Task attempt failed to report status for 617 seconds. Killing!

Poor task. It died a horrible, self-disgestive death. Killed by its own garbage collector (Lets see that happen to a C program No! A C program would just start overwriting itself. A way better solution. :P)   How do we fix it? Get rid of unnecessary collections. After all, how many times do we use a collection when a bit of elegance could have done. Or we make a second collection that is near identical to one we already have?

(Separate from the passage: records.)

PR #2758, opened 2018-01-13
setting room subject also sets room name

ChaosKid42:
Some clients show the room's name more prominent than the subject. I'd like to improve compatibilty/useability with such clients (e.g. converse.js). I sugest that Conversations also sets the room name identical to the room subject.

### DIFF
--- a/src/main/java/eu/siacs/conversations/services/XmppConnectionService.java
+++ b/src/main/java/eu/siacs/conversations/services/XmppConnectionService.java
@@ -2615,9 +2615,10 @@ public class XmppConnectionService extends Service {
 		this.sendMessagePacket(conference.getAccount(), packet);
 		final MucOptions mucOptions = conference.getMucOptions();
 		final MucOptions.User self = mucOptions.getSelf();
-		if (!mucOptions.persistent() && self.getAffiliation().ranks(MucOptions.Affiliation.OWNER)) {
+		if (self.getAffiliation().ranks(MucOptions.Affiliation.OWNER)) {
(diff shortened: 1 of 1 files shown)


src/main/java/eu/siacs/conversations/services/XmppConnectionService.java
```diff
@@ -2615,9 +2615,12 @@ public void pushSubjectToConference(final Conversation conference, final String
 		this.sendMessagePacket(conference.getAccount(), packet);
 		final MucOptions mucOptions = conference.getMucOptions();
 		final MucOptions.User self = mucOptions.getSelf();
-		if (!mucOptions.persistent() && self.getAffiliation().ranks(MucOptions.Affiliation.OWNER)) {
+		if (self.getAffiliation().ranks(MucOptions.Affiliation.OWNER)) {
 			Bundle options = new Bundle();
-			options.putString("muc#roomconfig_persistentroom", "1");
+			if (!mucOptions.persistent()) {
```
iNPUTmice: You can remove that condition and instead always set `muc#roomconfig_persistentroom` to `1`. Because either the room is not yet persistent and will be made persistent or it is already and then setting it again to 1 doesn't make a difference.

ChaosKid42: You're right. Removed the condition.

iNPUTmice:
Please squash those two commits together.

ChaosKid42:
Done.

Issue #1879, opened 2016-05-25
FR: Confirm image send after choosing an image


ivucica:
Currently (1.12.x) involves tapping the image send button and picking an image to transmit.

It's easy to mistap the image. Especially with http upload, things happen so quickly that it's impossible to abort the transmission.

Certain other clients on Android allow confirmation before the image send happens.

Please consider adding an expert option to enable confirmation after choosing a file, but before it gets actually uploaded.

nikolanik:
That's a great option!
Some preview before sending...

Also, it will be nice if users can select multiple pictures, like in Viber (eg. max 10).

alexara:
It could be done like in What'sApp: You choose the picture and the picture will be previewed.

![example](https://cloud.githubusercontent.com/assets/13819719/15557304/9c09794a-22d2-11e6-941a-35b96a711ee5.png)

Below the preview there could be an input field where you can write a caption, which will be sent together with the image

th3Bold:
To have such a function, to confirm the chosen image (or file), is really important.

At the moment it's very dangerous to send a picture (or file), because all you need to do is to click on the wrong image (or file) by accident [while scrolling] and some data you don't like to share is shared...

@iNPUTmice Hope you can insert a simply query, if the chosen picture (or file) is the correct one :-)

Thanks!

Zekario:
I think this would be very nice to have.  I accidentally send images way too often. I've resorted to opening an image gallery app and then sharing the image to avoid accidental sending of images.

stopANALytics:
> some data you don't like to share is shared

Enable editing of messages ;)

ivucica:
@stopANALytics Hopefully, you are not serious :)

I'd prefer to not send photos to a remote HTTP server in the first place without a confirmation. I'd prefer not to get clients a chance to autodownload an image I shared by accident. I'd prefer not to depend on a remote client supporting message editing. I'd prefer not to send photos by accident to a type of group chat where the message cannot be edited (esp. XMPP to IRC gateways).

tmolitor-stud-tu:
This is a very important feature that should be implemented!

I accidentally shared a photo I didn't want to share just a few minutes ago and my internet was so fast I didn't even had the ability to stop the transfer.

pworldx:
This will be a very good feature for conversation

eldoali:
[...]

PR #2765, opened 2018-01-21
Image confirmation feature

daivat15:
Added a feature to confirm all images choosen explicitly before sending them as requested by many users [here](https://github.com/siacs/Conversations/issues/1879).


iNPUTmice:
Hi,

thank you for your work.

When I envisioned this feature I always imagined that the image preview / confirmation view would take the place of the message input area leaving the conversation visible on top.
This would also solve the main reason a lot of people wan this feature in the first place and that is avoiding sending pictures to the wrong conversations. A separate screen as you do in your PR gives no context to what conversation those images are shared with.

Would you care to rework the PR to show the preview in place of the message input box. (Maybe the send button can stay and act as the confirmation button)

Also keep in mind that this should also work with files shared over the share with activity. And maybe with all kind of files not just images (non images and non videos of course should show some sort of pictogram of course)

daivat15:
@iNPUTmice I am not sure how to implement the image preview/confirmation view. It would be wonderful if you could just guide me as to where I should refer to start reworking on this. This kind of layout building with image previews popping up from below the chatbox is something I have not worked on so far and I am not able to find a suitable resource to start.

Kandr0s:
Add an invisible imageview next to the [EditMessage](https://github.com/siacs/Conversations/blob/master/src/main/res/layout/fragment_conversation.xml#L32).
If you want to upload an image, hide the EditMessage and show the imageview with the image inside.

daivat15:
@iNPUTmice the confirmation feature should be implemented when we choose images or files right? Of course, the file chosen from the system viewer maybe of any type and I'll try to handle that. However, all other cases have been handled as the in built camera/recording apps automatically ask for the users confirmation before sending the file.

PR #2774, opened 2018-02-03
Add attachment confirmation feature

daivat15:
Fresh pull request for the attachment confirmation feature pertaining to [issue](https://github.com/siacs/Conversations/issues/1879). It has been modified as requested [here](https://github.com/siacs/Conversations/pull/2765).

### DIFF
--- a/src/main/java/eu/siacs/conversations/ui/ConversationActivity.java
+++ b/src/main/java/eu/siacs/conversations/ui/ConversationActivity.java
@@ -1407,6 +1407,50 @@ public class ConversationActivity extends XmppActivity
 		return uris;
 	}
 
+	private void processAttachments(List<Uri> attachmentUris){
+		final List<Uri> uris = attachmentUris;
+		Log.d(Config.LOGTAG,"uris "+uris.toString());
+		final Conversation c = getSelectedConversation();
+		final OnPresenceSelected callback = new OnPresenceSelected() {
+			@Override
+			public void onPresenceSelected() {
+				mPendingFileUris.clear();
+				mPendingFileUris.addAll(uris);
+				if (xmppConnectionServiceBound) {
+					for (Iterator<Uri> i = mPendingFileUris.iterator(); i.hasNext(); i.remove()) {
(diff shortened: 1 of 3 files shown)


daivat15:
@iNPUTmice ?

rom1dep:
Hi @daivat15, I really like seeing this feature moving forward :) Thumbs up for the effort!

I just checked-out your branch, it's neat! But unfortunately there is no confirmation for when the image is shared from outside Conversations (e.g. when shared from the gallery/camera app/…), and that's IMO the scenario in which the worst cases of fat-finger can happen. Do you think you could normalize the behavior and provide a preview in the composition pane in each case (from inside/outside Conv)?

daivat15:
@rom1dep Thank you so much for your feedback!

I am aware that there is no confirmation feature code added when the user decides to take a snap with the camera app or records a video/audio. This is because I observed that the system app itself gives you an opportunity to confirm the attachment you are about to send before you do so.
As far as sending attachments from outside the app, I had missed this point so thank you so much for bringing it to my attention. I will look at the code and see what I can do about that scenario.
Maybe we can merge this PR for a start, so that the feature is at least partially implemented for the users?

rom1dep:
Hi @daivat15 

> I am aware that there is no confirmation feature code added when the user decides to take a snap with the camera app or records a video/audio. This is because I observed that the system app itself gives you an opportunity to confirm the attachment you are about to send before you do so.

That's not what I was talking about, but that's a good point (and an omission from my earlier message). Ideally there should be a preview/confirmation even for audio/video taken from Conversations. Why? Because the confirmation screen you mention is highly ROM-dependant. I have a Sony which doesn't prompt for confirmation, but a second device which does. I guess it's a nightmare to properly detect that from the receiving-end, so better be on the safe side and put it in the composition pane, what do you think?

> As far as sending attachments from outside the app, I had missed this point so thank you so much for bringing it to my attention. I will look at the code and see what I can do about that scenario.

Awesome!

> Maybe we can merge this PR for a start, so that the feature is at least partially implemented for the users?

That's for @iNPUTmice to say :) It's a good start nonetheless :+1:

iNPUTmice:
This is implemented in current master.

Issue #2568, opened 2017-07-31
[Feature Request] Scroll to bottom floating button(like whatsapp) to reach most recent messages 


shenjun100:
Hi ,

May consider to add a floating button(like whatsapp have this feature) that can be used to scroll to bottom when user is viewing the old messages history and user want to scroll back to bottom of message list. Also if new messages are coming in when user is viewing the history, a badge of unread message count could be shown on the floating button to notify user to scroll to bottom. 

![image](https://user-images.githubusercontent.com/16997788/28765914-b0c40b3a-75ff-11e7-8885-d31f2baa7585.png)

Thanks

uchchishta:
>Also if new messages are coming in when user is viewing the history, a badge of unread message count could be shown on the floating button to notify user to scroll to bottom. 

#2276

Echolon:
What additionally would be great: A marker-line which indicates where you have stopped reading the last time - it should will be visible until you read the latest message or until you leave the chat screen.
(Similar to the lines or markers which indicates a new day at 0.00 am)

harshitbansal05:
@iNPUTmice may I work on it?

PR #2777, opened 2018-02-04
add scroll to bottom feature and display unread messages count

harshitbansal05:
This pull request solves issue #2568. It adds the feature to scroll to bottom when the user is viewing the message history. Also, it displays the unread message count on the fab if the user is above in his message history.

### DIFF
--- a/src/main/java/eu/siacs/conversations/entities/Conversation.java
+++ b/src/main/java/eu/siacs/conversations/entities/Conversation.java
@@ -917,7 +917,7 @@ public class Conversation extends AbstractEntity implements Blockable, Comparabl
 		}
 		int count = 0;
 		for (int i = messages.size() - 1; i >= 0; i--) {
-			if (Objects.equals(messages.get(i).getUuid(), uuid)) {
+			if (uuid.equals(messages.get(i).getUuid())) {
 				return count;
 			}
 			if (messages.get(i).getStatus() <= Message.STATUS_RECEIVED) {
@@ -926,7 +926,7 @@ public class Conversation extends AbstractEntity implements Blockable, Comparabl
 		}
 		return 0;
 	}
-		
+
 	public interface OnMessageFound {
 		void onMessageFound(final Message message);
 	}
--- a/src/main/java/eu/siacs/conversations/entities/Conversation.java
+++ b/src/main/java/eu/siacs/conversations/entities/Conversation.java
@@ -17,7 +17,6 @@ import java.util.Iterator;
 import java.util.List;
 import java.util.ListIterator;
 import java.util.Locale;
-import java.util.Objects;
 import java.util.concurrent.atomic.AtomicBoolean;
 
 import eu.siacs.conversations.Config;
@@ -916,12 +915,15 @@ public class Conversation extends AbstractEntity implements Blockable, Comparabl
 			return  0;
 		}
 		int count = 0;
-		for (int i = messages.size() - 1; i >= 0; i--) {
-			if (uuid.equals(messages.get(i).getUuid())) {
-				return count;
-			}
-			if (messages.get(i).getStatus() <= Message.STATUS_RECEIVED) {
-				count = count + 1;
+		synchronized (this.messages) {
+			for (int i = messages.size() - 1; i >= 0; i--) {
+				final Message message = messages.get(i);
+				if (uuid.equals(message.getUuid())) {
+					return count;
+				}
+				if (message.getStatus() <= Message.STATUS_RECEIVED) {
+					++count;
+				}
 			}
 		}
 		return 0;
--- a/src/main/java/eu/siacs/conversations/entities/Conversation.java
+++ b/src/main/java/eu/siacs/conversations/entities/Conversation.java
@@ -17,6 +17,7 @@ import java.util.Iterator;
 import java.util.List;
 import java.util.ListIterator;
 import java.util.Locale;
+import java.util.Objects;
 import java.util.concurrent.atomic.AtomicBoolean;
 
 import eu.siacs.conversations.Config;
@@ -910,6 +911,22 @@ public class Conversation extends AbstractEntity implements Blockable, Comparabl
 				&& sentMessagesCount() == 0;
 	}
 
+	public int getReceivedMessagesCountSinceUuid(String uuid) {
+		if (uuid == null) {
+			return  0;
+		}
+		int count = 0;
+		for (int i = messages.size() - 1; i >= 0; i--) {
+			if (Objects.equals(messages.get(i).getUuid(), uuid)) {
+				return count;
+			}
+			if (messages.get(i).getStatus() <= Message.STATUS_RECEIVED) {
+				count = count + 1;
+			}
+		}
+		return 0;
+	}
+		
 	public interface OnMessageFound {
 		void onMessageFound(final Message message);
 	}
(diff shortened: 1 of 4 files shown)


harshitbansal05:

harshitbansal05:
@iNPUTmice @licaon-kter , a polite reminder, could you please review this?
Thanks

iNPUTmice:
* The shadow around the scroll down button seems to be cut off.
* smooth scroll seems to take way to long to scroll down. Either that should be way faster or just jump down.

harshitbansal05:
@iNPUTmice could you please review this? I tried to cover all the cases, but I could have missed some?

iNPUTmice:
The entire counting algorithm seems weird to me to be honest. I feel like for example remembering the last read uuid an then asking the conversation object how many messages do you have since $uuid feels more straight forward for example.

harshitbansal05:
@iNPUTmice sorry for the work, I would do as you mentioned..

harshitbansal05:
@iNPUTmice I have updated the counting method, could you please review?

iNPUTmice:
I was thinking when you start scrolling memorize the UUID once in a variable and also save/restore that in onSaveInstanceState() (instead of count). and then always calculate the count dynamically using conversation.getMessagesSince(Uuid)

harshitbansal05:
@iNPUTmice I have made the suggested change, could you please review?

iNPUTmice:
If you rebase this on master it will make a few things a bit easier. ConversationFragment should be self contained you don’t need the tie ins with ConversationsActivity any more. Also, if I recall correctly it uses the DataBinder so you'll loose a bit of boiler plate that way.

harshitbansal05:
@iNPUTmice so, should I rebase it?

iNPUTmice:
yes please

harshitbansal05:

iNPUTmice:
Before I forget (I just found this by chance) there is actually a bounty on that feature: https://www.bountysource.com/issues/41683764-show-in-chat-notification-for-new-messages-in-the-same-chat

src/main/java/eu/siacs/conversations/entities/Conversation.java
```diff
@@ -910,6 +911,22 @@ public boolean isWithStranger() {
 				&& sentMessagesCount() == 0;
 	}
 
+	public int getReceivedMessagesCountSinceUuid(String uuid) {
+		if (uuid == null) {
+			return  0;
+		}
+		int count = 0;
+		for (int i = messages.size() - 1; i >= 0; i--) {
+			if (Objects.equals(messages.get(i).getUuid(), uuid)) {
```
iNPUTmice: is there a reason you are not simply using uuid.equals(messages.get(i)....) here? uuid is never null at that point so this should be save.

src/main/java/eu/siacs/conversations/ui/ConversationFragment.java
```diff
@@ -188,8 +190,21 @@ public void onClick(View v) {
...
+			if (binding.messagesView.getLastVisiblePosition() < binding.messagesView.getCount() - 5) {
+				binding.scrollToBottomButton.setEnabled(true);
+				binding.scrollToBottomButton.setVisibility(View.VISIBLE);
+				if (lastMessageUuid == null) {
+					lastMessageUuid = conversation.getLatestMessage().getUuid();
+				}
+				if (conversation.getReceivedMessagesCountSinceUuid(lastMessageUuid) > 0) {
+					binding.unreadCountCustomView.setVisibility(View.VISIBLE);
+				}
+			} else {
```
iNPUTmice: if i'm not mistaken we can just call hideUnreadMessagesCount() here.

src/main/java/eu/siacs/conversations/entities/Conversation.java
harshitbansal05: no, I would correct it..

src/main/java/eu/siacs/conversations/ui/ConversationFragment.java
harshitbansal05: Yes, thanks for pointing this out...

harshitbansal05:
@iNPUTmice I have made the suggested changes...

harshitbansal05:
@iNPUTmice just out of curiosity, can I work on other bounty feature `Feature request: Local Message search`. I would love to work on it...

iNPUTmice:
@harshitbansal05 I have very specific plans for the message search so that issue is actually not really up for grabs.

harshitbansal05:
ok @iNPUTmice, do any more changes need to be done to this..
And if not search, can I work on `Store attachments in unique folder for each contact or conversation`?

src/main/java/eu/siacs/conversations/entities/Conversation.java
```diff
@@ -17,6 +17,7 @@
 import java.util.List;
 import java.util.ListIterator;
 import java.util.Locale;
+import java.util.Objects;
```
iNPUTmice: i think this is now unneeded?

src/main/java/eu/siacs/conversations/entities/Conversation.java
```diff
@@ -910,6 +911,22 @@ public boolean isWithStranger() {
 				&& sentMessagesCount() == 0;
 	}
 
+	public int getReceivedMessagesCountSinceUuid(String uuid) {
+		if (uuid == null) {
+			return  0;
+		}
+		int count = 0;
+		for (int i = messages.size() - 1; i >= 0; i--) {
```
iNPUTmice: this code needs to synchronize on messages while the loop is running.

and since messages.get(i) is called multiple times i would prefer
`final Message message = messages.get(i);` at the begining of the loop and then access that when necessary.

src/main/java/eu/siacs/conversations/entities/Conversation.java
```diff
@@ -910,6 +911,22 @@ public boolean isWithStranger() {
...
+			if (uuid.equals(messages.get(i).getUuid())) {
+				return count;
+			}
+			if (messages.get(i).getStatus() <= Message.STATUS_RECEIVED) {
+				count = count + 1;
```
iNPUTmice: i prefer ++count;

harshitbansal05:
@iNPUTmice I have made the changes you suggested...

iNPUTmice:
Can you make the fab use the themed primary background color and the icon the secondary text color (or maybe the primary text color, what ever looks better. but i think secondary is closer to how it looks now)

harshitbansal05:
@iNPUTmice done, could you please review?

iNPUTmice:
Merged a slightly refactored version in 419e7f5ea669c0f7452b8e71c0377d1f763a06e6

I noticed that on pre API 21 the unread icon and the scrolldown button don’t overlap. Maybe you can take a look at fixing that.

harshitbansal05:
@iNPUTmice sure.. but I think there's an issue in one line you added..

> if (listView.getLastVisiblePosition() == listView.getCount() - 1) {
			final View lastChild = listView.getChildAt(listView.getChildCount() - 1);
			return lastChild != null && lastChild.getBottom() <= listView.getHeight();
		} else {
			return false;
		}

When no messages are present in the conversation, the above condition wold return false and thus the scroll-to-bottom button would be visible..
May I make a pr for this as well?

iNPUTmice:
I have fixed that but didn’t push it yet

harshitbansal05:
I am sorry for that...

myluckyapps:
Scroll button is being displayed even if scroll little bit up. How about displaying this scroll button only when half of screen is scrolled up? When keyboard is displayed for typing and at same time if wanted to scroll little up for viewing last few messages then this scroll button is blocking view.

Issue #2778, opened 2018-02-04
New contact message not correct


licaon-kter:
When a new user contacts you, you'll see this in the chat:

![pic](https://lut.im/9LSJsVIAqn/0vNlYQktbfk97txe.jpeg)

So:
* `Contact added you to contact list` - great
* `Add back` - it's a new user, you could add it yes

When translating this I did not get the sense of _reciprocity_ like `Add this contact too` only the sense of _was on the list before, was deleted, add contact back_ hence my translation.

Can this be made clearer like `Add too` ?

d9h20f:
It's clear enough in English, but there could definitely be a note for translators that it's about reciprocity and not about redoing something you undid.

iNPUTmice:
I believe this is correct. (As pointed out in the group chat.)

PR #2780, opened 2018-02-05
Fix the French translation for the add_back string

linkmauve:
It was translated to something like “add again”, which doesn’t carry the same meaning and can be confusing for users.

It would be useful to also check how it has been translated in other languages, and add a source comment for future translators.

This is related to #2778.


licaon-kter:
If merged it will then be pushed to Transifex as updated so translators should see it.

linkmauve:
It seems to require creating an account and asks for obnoxious questions, I’d rather not do that.

licaon-kter:
You login via Github...

PR #2789, opened 2018-02-12
Spelling: Language rework

comradekingu:
This fixes all issues reported on Transifex.
In addition to those, there are some "what does this mean" questions.


iNPUTmice:
Hi,

thank you for your PR.

I like most of the changes except
* Let’s keep Jabber ID (instead of XMPP ID) - Feel free to replace the one? occurce of JID with "Jabber ID"
* Is there a reason you replace the unicode `’` with '? I think I would prefer to keep the proper ’
* Maybe do nice some proper quotes ›‹ around send button. Instead of '

iNPUTmice:
Ping. Do you still want to work on that? Like I said I like most of the changes just not all.

iNPUTmice:
closing. no reaction from op

comradekingu:
@iNPUTmice Sorry, didnt see this untill now.
"Jabber ID" is deprecated. It is still called "JID" though, could go with that.

' is just the one I use, and it is used elsewhere.

Do you mean « and », those aren't used in English.

iNPUTmice:
We officially undeprecated Jabber at the last XSF summit.

Regarding quotes: How about `“…”` then? And for the aposthroph I do prefer the typographic one. Most translators are aware of the issue (I’ve been using them all the time. The android linter even complain if you don’t use them.

comradekingu:
@iNPUTmice Just when it stopped being used, the idea of having a "Jabber ID" in an XMPP client is a bit confusing :) I went with "Account ID", which is neutral and gives everyone a chance. If the smart quotes don't work, italicization _can be used_. Quotesigns are different for different languages too, which rarely gets picked up on.
The Android linter complains about "…" not being "&#8230;" too, which doesn't fare so well in translation. If one doesn't instinctively know what it is, adding "&#8230;" on the left when the sentence is RTL is not obvious.

comradekingu:
@iNPUTmice Do you think it is OK now?

comradekingu:
@iNPUTmice What was wrong now? Do you want it to stay XMPP where it was XMPP, or are there other problems?

iNPUTmice:
I mostly want it to the remain Jabber ID and also keep the proper Unicode
chars

comradekingu:
@iNPUTmice "Jabber ID" it is. I can't see that I put in any non-unicode chars.
The quote marks are https://www.fileformat.info/info/unicode/char/201c/index.htm as far as I can tell. I used those instead of "\"" because "contact’s" is already in use.
Could go with "\'" and "\"" to keep it consistent?
If you open this again I can change any and all qualms you might have, I am mostly interested in the overall clarity and savings, nothing specific in particular.

comradekingu:
@iNPUTmice There we go, I can put in a PR featuring more esoteric changes later.

iNPUTmice:
There are still a few ’account IDs’ left. Also please rebase this on top of current master.

comradekingu:
@iNPUTmice Done :)

comradekingu:
@iNPUTmice No "account ID" left, and atop current master, anything else you want done?

iNPUTmice:
I think the formatting is different therefor github still displays merge conflicts.

comradekingu:
To me it looks like 738 lines got to be 937, and also a few of the 738 got removed. I'll just send in a new one instead of figuring out how that is handled.

comradekingu:
@iNPUTmice Available in #3688 :)

PR #3694, opened 2020-05-03
Typo you you

licaon-kter:


licaon-kter:
I'm done afaik.

@comradekingu We cool?

src/main/res/values/strings.xml
```diff
@@ -505,7 +505,7 @@
     <string name="no_storage_permission">Grant Conversations access to external storage</string>
     <string name="no_camera_permission">Grant Conversations access to the camera</string>
     <string name="sync_with_contacts">Synchronize with contacts</string>
-    <string name="sync_with_contacts_long">Conversations wants permission to access your contacts to match your contact list with your contacts to show their full names and avatars.\n\nIt will only read your contacts and match them locally without uploading them to your server.</string>
+    <string name="sync_with_contacts_long">Conversations wants permission to access your contacts to match your XMPP contact list with your contacts and show their full names and avatars.\n\nIt will only read your contacts and match them locally without uploading them to your server.</string>
```
SamWhited, line 508: Maybe "roster" instead of "XMPP contact list"? Or if we think roster isn't great terminology, is there something else that doesn't include "XMPP" (which most users probably shouldn't have to know about)?

"to show their full names and avatars" sounded better to me, it's not that it wants access *and* to show the full name, it wants access because it can't show the full name without it.

PR #3695, opened 2020-05-03
Revert magic text

licaon-kter:
@comradekingu Why this change?

I'm not a native speaker, and "A guide is setup" sounds rather odd.


iNPUTmice:
I think the current wording is fine. At least there is no ominous we.

PR #3699, opened 2020-05-05
Locate sounds too privacy invading

licaon-kter:
...while you actually want to find an IP candidate and not GPS coords

### DIFF
--- a/src/main/res/values/strings.xml
+++ b/src/main/res/values/strings.xml
@@ -900,7 +900,7 @@
     <string name="rtp_state_ending_call">Ending call</string>
     <string name="answer_call">Answer</string>
     <string name="dismiss_call">Dismiss</string>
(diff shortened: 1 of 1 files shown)


iNPUTmice:
This step is about identifying your contacts devices. It will send a message to all your connected clients and once it finds one it will start ringing. For example if the other device is currently in a tunnel this is the message you'll be seeing.
Finding IP candidates and what not is done later while Conversations says 'Connecting'.

Feel free to suggest better names with that meaning in mind.

licaon-kter:
"Searching"?

@comradekingu help?

comradekingu:
@licaon-kter That one is quite good, because a search wouldn't find hidden ones.
"Discovering shared devices…"?
"Listing known devices…"?

PR #3760, opened 2020-05-29
update french translation

Hugo-Trentesaux:
The verb "mark" was translated into a participe (marked), not an infinitive.


iNPUTmice:
Translations are handled on Transifex. To not run into conflicts I can’t merge pull requests that change translations.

protected void reduce(Text key, Iterable<Text> values, Context context) throws IOException, InterruptedException {
    JsonParser parser = new JsonParser();
    // LinkedList<JsonObject> objects = new LinkedList<JsonObject>(); //Memory Issues!!!!!!!!!! KILL ALL THE PERSISTANCE!
    JsonObject user = null;
    for (Iterator<Text> itt = values.iterator(); itt.hasNext();) {
        JsonObject object = parser.parse(itt.next().toString()).getAsJsonObject();
        if (object.has("userId"))
        {
            user = object;
            break;
        }
    }
    for (Iterator<Text> itt = values.iterator(); itt.hasNext();) {
        JsonObject object = parser.parse(itt.next().toString()).getAsJsonObject();
        if (!object.has("userId")) {
            object.add("userId",user);
            context.write(key, new Text(object.toString()));
            }
        }
    }

And its argueablly sexier code? Maybe?   But alas, remember, Kill the Persistence.       (Tangent: Not saying “Big Data”… Big Data has soooo many issues… Even if  the data in “lots of data” is larger then what some “Big Data” Professionals get to play with… Don’t give into the hype kids. It isn’t cool.)